Just pay attentions to those close to your area. Other than that, no worries. I fact, not all of them will meet with you. If they choose to meet with you, most likely that they are interested in your research due to similar background. Also, besides the search committee themselves, other faculty usually have very limited meeting time(30 minutes).
What has worked for some: Sit down with your itinerary and do a quick search for the folks you will be meeting with. Print out a few abstracts for each person. Then read those on the plane. You are not expected to know everything about everyone but having just a bit of background can be helpful to you and will flatter those you interact with and send the message that you have done your homework and are interested in the job. Also, know that many of those you'll meet who are not in the area may be interested in discussing more about their general impressions of the department, answering your questions, etc.
At the top tier SLAC where I work, we had a candidate who appeared to know nothing about any of our research. This was not looked on favorably later on. The trick with a SLAC is that they are likely hiring you to fill a hole in terms of their course offerings - so you will by necessity probably not have much in common in terms of research with anyone. We have 8 full time people all working in different sub-fields of psych, and during a search, candidates meet one on one with each of us (we don't get a choice). The whole meeting will not be about research, but it is a good idea to know a little something about each person to get the conversation rolling. For instance: "Oh, you're the person who is studying learning in aging rats, right?" Or "I saw you published something with a former [undergraduate] student last year - are the students usually up for that kind of work?" Read the abstracts of a recent paper or two for each person, and you're good to go. We do our best to get the candidates a copy of the schedule ahead of time so you can prepare.
I have interviewed at places before where the norm was that most of the faculty met with all of the job candidates. Honestly, other than those who you might collaborate with and/or have shared research interests with, you don't need to know much more than maybe their general area of research (no need to read abstracts).

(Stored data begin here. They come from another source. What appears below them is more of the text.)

PR #2359, opened 2025-01-16
feat: use rye as project manager

cquintana92:
Move from poetry to rye


acasajus (approved):

.github/workflows/main.yml
```diff
@@ -1,6 +1,12 @@
-name: Test and lint
```
nguyenkims, line 1: I think the previous name is more explicit.

.github/workflows/main.yml
```diff
@@ -1,6 +1,12 @@
...
+name: SimpleLogin actions
 
-on: [push, pull_request]
+on:
+  push:
+    branches:
+      - master
+  pull_request:
+    branches:
+      - master
```
nguyenkims, line 9: does this mean only PR that target master will be run?

pyproject.toml
```diff
@@ -1,20 +1,100 @@
...
+keywords = ["email", "alias", "privacy", "oauth2", "openid"]
+packages = [
+    { include = "app/" },
+    { include = "migrations/" },
+]
+include = ["templates/*", "templates/**/*", "local_data/*.txt"]
+
+requires-python = "~=3.10"
+
+dependencies = [
```
nguyenkims, line 17: is there a way to move this one at the same location as `[tool.poetry.dependencies]` and `[tool.poetry]` to faciliate git diff comparison?

requirements.lock
```diff
@@ -0,0 +1,389 @@
+# generated by rye
```
nguyenkims, line 1: is there a way to check if all the pinned version here match the poetry one? To minimize issues coming from dependencies.

nguyenkims (commented):
Hey it'd be very useful if we can make sure the pinned dependencies have the same version as the poetry ones to reduce regression risk due to dependencies.

.github/workflows/main.yml
acasajus: This name is the prefix for the jobs. Before it was shown as:
`Test and lint / lint` and it was confusing to see the same job twice. You'll still see lint and test in the jobs.

requirements.lock
acasajus: We're checking the locked version deps from poetry to rye to make sure they are the same for our deps and the transitive deps also. We'll run this in staging for a while  and if looks ok for a couple days we'll run in a canary in prod also before rolling it out.

pyproject.toml
acasajus: The issue is that poetry uses their own non-standard way of defining dependencies. Rye follows the standard convention for python dependency management with the standard format.

acasajus: We basically copied the poetry ones and replaced the format to the new one.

With those who you share interests, you will be talking research. Everyone else will be more keen to answer your questions and ask you if there is anything you want to know from them. In these cases, I found it useful to also note some faculty members' administrative roles so that I would know who to ask what types of questions (e.g., ask the undergrad program director about undergrads, the grad program director about the grad students and program, etc.). Either way, make sure you have LOTS of questions prepared. Otherwise, you will find yourself asking the same question over and over again and that won't benefit you and will also get boring really quickly.
Could we get a thread going of questions that should be asked in this interview situation? Eg ask department head x and y. Ask dean about z. Ask full prof, this and ask associate prof, that. What do people forget to ask at the interview that would have been important to know?
I would recommend reading the "Compleat Academic" which has a chapter on the interview process, including lists of questions to ask based on the person's role (and just campus interview questions worth asking in general).
This is one of those times that I really wish the Wiki had a "Like" feature. This thread has been incredibly helpful, so thank you to all who have contributed!
Others have shared great insight, but I'll add a comment from a SLAC perspective with a smaller psychology department. It wasn't a big deal if our candidates knew or did not know our search committee members' research background. What was a greater factor in our decision was 1. did the candidate have clear, well-planned ideas for how undergraduates could be readily involved in the research and 2. would the candidate's research plans allow for some possible collaboration with other department members and faculty in other disciplines?
Regardless of a SLAC or R1 (or something in between) interview, though, there are many questions I would ask faculty. These include
- How does the department set-up the class schedule? Do faculty get to have a say in how their courses are scheduled?
- Are there department policies in place regarding office hours (number and when scheduled)?
- What funding exists to support research/conference travel at a department level? At a college/university level?
- Are there any competitive internal grant programs?
- How does the participant/subject pool work? (Assuming there is one.)
- What service work do faculty typically engage in?
- What would you share with a junior faculty member seeking to start a career here?
- Tell me about a typical work day for you?
The last question is insightful into workload and even work/life balance. I'd definitely ask this of every faculty member I interview with. Hope these help! The others might be best presented to the department chair (e.g. the first five), but sometimes it's useful to ask the same question to different faculty just to see if any inconsistencies show up.